--- The task ---
Output the data once more, exactly as given.

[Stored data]
-- -- --

PR #4693, opened 2021-02-15
docs: (Core) refactor dialog example to remove box shadow issue

### LINKED ISSUE #4692: Wizard in dialog - refactor so that progress bar should not have box-shadow on top
Edit: The designers (Kalin) need to be contacted for the design of the Wizard in Dialog and we should decide if we will implement it using the Dynamic Page
Sprint 55 - set up a meeting with the designers and investigate the design

The wizard progress bar currently has a box-shadow on top, resulting in this when placed in a dialog:
Screen Shot 2021-01-25 at 10 14 01 AM

Should look like this:
Screen Shot 2021-01-25 at 10 15 22 AM

mikerodonnell89:
fixes #4692 

Moves the wizard title into a dialog header and adds some custom styles to remove the unwanted box-shadow between the title and the progress bar.


InnaAtanasova (approved):
Looks good

JKMarkowski (approved):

-- -- --

--- Response area ---
PR #4693, opened 2021-02-15
docs: (Core) refactor dialog example to remove box shadow issue

### LINKED ISSUE #4692: Wizard in dialog - refactor so that progress bar should not have box-shadow on top
Edit: The designers (Kalin) need to be contacted for the design of the Wizard in Dialog and we should decide if we will implement it using the Dynamic Page
Sprint 55 - set up a meeting with the designers and investigate the design

The wizard progress bar currently has a box-shadow on top, resulting in this when placed in a dialog:
Screen Shot 2021-01-25 at 10 14 01 AM

Should look like this:
Screen Shot 2021-01-25 at 10 15 22 AM

mikerodonnell89:
fixes #4692 

Moves the wizard title into a dialog header and adds some custom styles to remove the unwanted box-shadow between the title and the progress bar.


InnaAtanasova (approved):
Looks good

JKMarkowski (approved):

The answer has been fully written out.